We camp mostly in Iron, Goegebic, & Dickinson County at County, Federal, and State campgrounds. Here's a link for info at U.P. campsites. 
http://www.uptravel.com/DataBases/Campgrounds.asp

Have Fun .


----------



## fishnmagician (Dec 27, 2005)

I have been going to the UP for the last four years there are a lot of nice camp grounds, but we have a pick it's called Michigamme Shores full hook-up and plenty of large sites.
CLICK HERE


----------



## Camping Fan (Dec 18, 2005)

There are a lot of great places to camp in the U.P. There are many state parks that offer camping, click here to find information on the state parks in each county. Two of my favorites in the U.P. are Tahquamenon Falls S.P. and Porcupine Mountains S.P. The state parks usually have electric hook-ups on each site, and water fill and dump stations near the entrance/exit.

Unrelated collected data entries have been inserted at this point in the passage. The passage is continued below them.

PR #2506, opened 2025-06-04
Quantum Phase estimation sample via ApplyQPE

DmitryVasilevsky:
This is a more complex quantum phase estimation sample. It is not suitable for base profile.

### DIFF
--- a/samples/algorithms/PhaseEstimation.qs
+++ b/samples/algorithms/PhaseEstimation.qs
@@ -1,0 +1,86 @@
+/// # Sample
+/// Quantum Phase Estimation
+///
+/// # Description
+/// This sample demonstrates how to use Quantum Phase Estimation (QPE) algorithm
+/// to estimate the eigenvalue of a specific unitary operation.
+/// QPE algorithm is performed by calling `ApplyQPE` library operation.
+/// Run this sample and check the histogram of results.
+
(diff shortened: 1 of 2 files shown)


samples/algorithms/PhaseEstimation.qs
```diff
@@ -0,0 +1,86 @@
...
+/// # Summary
+/// Estimate the eigenvalue of a unitary operation `U` with certain `precision`
+/// for a given eigenvector using Quantum Phase Estimation (QPE) algorithm.
+operation EstimateEigenvalue(
+    U : Qubit[] => Unit is Adj + Ctl,
+    eigenstate : Qubit[],
+    precision : Int
+) : ComplexPolar {
+    // Allocate qubits to be used in phase estimation
+    use phase = Qubit[precision];
```
msoeken, line 42: It would be useful to add an example for iterative phase estimation that only uses a single helper qubit. It's more commonly used than this version of phase estimation that applies the QFT all at once on multiple helper qubits.

DmitryVasilevsky: Yes! More phase estimation approaches and samples are in the backlog. However, I added a standard one to the Canon namespace as it is unlikely to change. Other approaches will be in a separate library later.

There are several nice private campgrounds in the U.P. also. As fishnmagician mentioned, Michigamme Shores is nice. One of my favorites is Driftwood Shores Resort, a small campground west of Manistique, right on the shore of Lake Michigan. If you enjoy fishing







or bird watching, you'll want to check Driftwood Shores out.







If you want to head to Copper Harbor, Lake Fanny Hooe Resort and Campground is pretty nice, or there is also Fort Wilkins S.P.

Hope that helps. Any particular area of the U.P. you plan to visit?


----------



## wapiti13 (Jan 27, 2004)

Camping Fan said:


> There are a lot of great places to camp in the U.P. There are many state parks that offer camping, click here to find information on the state parks in each county. Two of my favorites in the U.P. are Tahquamenon Falls S.P. and Porcupine Mountains S.P. The state parks usually have electric hook-ups on each site, and water fill and dump stations near the entrance/exit.
> 
> There are several nice private campgrounds in the U.P. also. As fishnmagician mentioned, Michigamme Shores is nice. One of my favorites is Driftwood Shores Resort, a small campground west of Manistique, right on the shore of Lake Michigan. If you enjoy fishing
> 
> ...


We stayed here and liked it very much. http://www.uplogcabin.com/ Used it as base to travel in several directions. Some sites require an extra lon-n-n-g sewer hose.


----------



## 04SUPERDUTY (Jul 3, 2006)

wow, thanks for all the replies, now its time to talk to the wife and see what she thinks. thanks again.


----------



## MaeJae (May 12, 2005)

Yeah, thanks! (I'll jump on the bandwagon!)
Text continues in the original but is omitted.